Thursday, June 26, 2008

Honor is Better

Wikipedia gets the scoop announcing Tim Russert’s death


NBC chose honor and respect by choosing to delay announcement of Tim Russert’s death until his immediate family had been notified. In so doing Wikipedia and other news outlets broke the news first according to the New York Times.

Does it matter?

It depends who answers that question.

I think NBC chose the right path. Tim Russert was part of their family – let other news organizations do their thing. NBC will have their turn with other news stories. What mattered for this story was their relationship with the Russert family.

Not only that, they chose to walk in the path of the ancient wisdom that says, “A good name is more desirable than great riches; to be esteemed is better than silver or gold.” (Proverbs 22:1). They did the honorable thing rather than pursue the scoop on the news. For that they have earned the respect of a great many people who know about it.

Is Wikipedia less honorable?

According to this same New York Times report, Wikipedia has consistently broken the news about many events, including notable deaths.

I think this is to be expected since this online encyclopedia should be considered the counterpart of neighbors sharing over-the-fence gossip, but in this case among a growing online community. Users of Wikipedia always need to be alert to documentation – to footnotes and sources – to support significant factual claims. Until you see documentation, you might only have gossip. Since all content is user generated and user corrected (though most corrections seem to be done by a small group of users), what you see today may be gone tomorrow if anyone notices the errors.

There is nothing dishonorable in this process when it is done truthfully.
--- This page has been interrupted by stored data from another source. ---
PR #16, opened 2015-09-23
Gets the Publisher class working foreals, including an example in rhizome.ino (commented out).

kyleoliveira:
The Publisher class provides a standardized wrapper around Spark.publish so we don't have to think too hard about sending our messages to Ohmbrewer. It should be used at the appropriate stage of doWork() to send those messages. For example, in a Relay-based class, you'd want to use a Publisher to send Ohmbrewer an update after you toggle the relay (whether due to a state change or due to reaching the stop time).

### DIFF
--- a/firmware/rhizome.ino
+++ b/firmware/rhizome.ino
@@ -7,6 +7,7 @@
 #include "Ohmbrewer_Publisher.h"
 #include "Ohmbrewer_Thermostat.h"
 #include "Ohmbrewer_RIMS.h"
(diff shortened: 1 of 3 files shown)


kyleoliveira:
@azyth At some point (probably the next sprint), we'll want to write some publish() methods that will do the thinking necessary for standard updates from within doWork(). For now, I just figured I'd get this working since its fairly easy and make sure you're aware of it in case you want it for debugging purposes.

Don't worry about using one of these just yet if you don't want to.

PR #19, opened 2015-09-29
Refactors how pins work #17

### LINKED ISSUE #17: Refactor pins implementation

kyleoliveira:
Just squashed stuff from #18 (let's close that out without merge). Should resolve #17 .

### DIFF
--- a/lib/Ohmbrewer_Equipment.cpp
+++ b/lib/Ohmbrewer_Equipment.cpp
@@ -8,17 +8,15 @@ Ohmbrewer::Equipment::Equipment() {
     _id = 0;
     _stopTime = 0;
     _state = false;
-    _pins = new std::list<int>;
+
 }
 
 /**
  * Constructor
  * @param id The Sprout ID to use for this piece of Equipment
- * @param pins The list of physical pins this Equipment is attached to
  */
-Ohmbrewer::Equipment::Equipment(int id, std::list<int>* pins) {
+Ohmbrewer::Equipment::Equipment(int id) {
     _id = id;
-    _pins = pins;
     _stopTime = 0;
     _state = false;
 }
@@ -26,14 +24,12 @@ Ohmbrewer::Equipment::Equipment(int id, std::list<int>* pins) {
 /**
  * Constructor
  * @param id The Sprout ID to use for this piece of Equipment
- * @param pins The list of physical pins this Equipment is attached to
  * @param stopTime The time at which the Equipment should shut off, assuming it isn't otherwise interrupted
  * @param state Whether the Equipment is ON (or OFF). True => ON, False => OFF
  * @param currentTask The unique identifier of the task that the Equipment believes it should be processing
  */
-Ohmbrewer::Equipment::Equipment(int id, std::list<int>* pins, int stopTime, bool state, String currentTask) {
+Ohmbrewer::Equipment::Equipment(int id, int stopTime, bool state, String currentTask) {
     _id = id;
-    _pins = pins;
     _stopTime = stopTime;
     _state = state;
 }
@@ -44,7 +40,6 @@ Ohmbrewer::Equipment::Equipment(int id, std::list<int>* pins, int stopTime, bool
  */
 Ohmbrewer::Equipment::Equipment(const Equipment& clonee) {
     _id = clonee.getID();
-    _pins = clonee.whichPins();
     _stopTime = clonee.getStopTime();
     _state = clonee.getState();
     _currentTask = clonee.getCurrentTask();
@@ -223,7 +218,7 @@ int Ohmbrewer::Equipment::assignArgs(args_map_t &argsMap) {
  * Destructor
  */
 Ohmbrewer::Equipment::~Equipment() {
-    delete _pins;
+
 }
 
 /**
--- a/lib/Ohmbrewer_Equipment.h
+++ b/lib/Ohmbrewer_Equipment.h
@@ -14,6 +14,7 @@
 #include <list>
 #include "application.h"
 
+
 namespace Ohmbrewer {
     // Forward declaration
     class Screen;
@@ -32,6 +33,7 @@ namespace Ohmbrewer {
              * mapped to the appropriate Equipment members.
              */
             typedef std::map <String, String> args_map_t;
+
 
             /**
              * The Equipment ID
@@ -119,19 +121,17 @@ namespace Ohmbrewer {
             /**
              * Constructor
              * @param id The Sprout ID to use for this piece of Equipment
-             * @param pins The list of physical pins this Equipment is attached to
              */
-            Equipment(int id, std::list<int>* pins);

It is simply people sharing what they know.When they feel themselves to be part of an online community, they are part of this communication process, and it is part of their identity and how they find a sense of who they are in life as they try to put facts into print together.

This is not how Wikipedia was conceived; but this is what it has become.

For those of us who stumble across such breaking news as someone’s death in Wikipedia, since we would not know to be looking for it, we may still have to wait for mainline news outlets to publish it before there will be significant documentation to establish believable factual claims.

Wikipedia does not currently compete with NBC or virtually any other news outlet in that market. I suspect TV did not play second fiddle to Wikipedia for the two days following Tim Russert’s death.

And I suspect a lot more people saw Tom Brokaw’s announcement than read the Wikipedia entry.